| Exercise goal |
Restate the data that follows exactly as it stands, beginning with the first line and ending with the line that contains "Nice to meet you!".

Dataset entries
_ _ _ _
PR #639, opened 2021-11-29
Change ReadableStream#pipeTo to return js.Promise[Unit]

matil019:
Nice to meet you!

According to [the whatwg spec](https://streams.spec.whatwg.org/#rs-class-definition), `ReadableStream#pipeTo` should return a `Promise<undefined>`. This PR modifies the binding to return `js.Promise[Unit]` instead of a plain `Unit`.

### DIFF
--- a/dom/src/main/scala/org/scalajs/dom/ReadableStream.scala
_ _ _ _
| Exercise output |
PR #639, opened 2021-11-29
Change ReadableStream#pipeTo to return js.Promise[Unit]

matil019:
Nice to meet you!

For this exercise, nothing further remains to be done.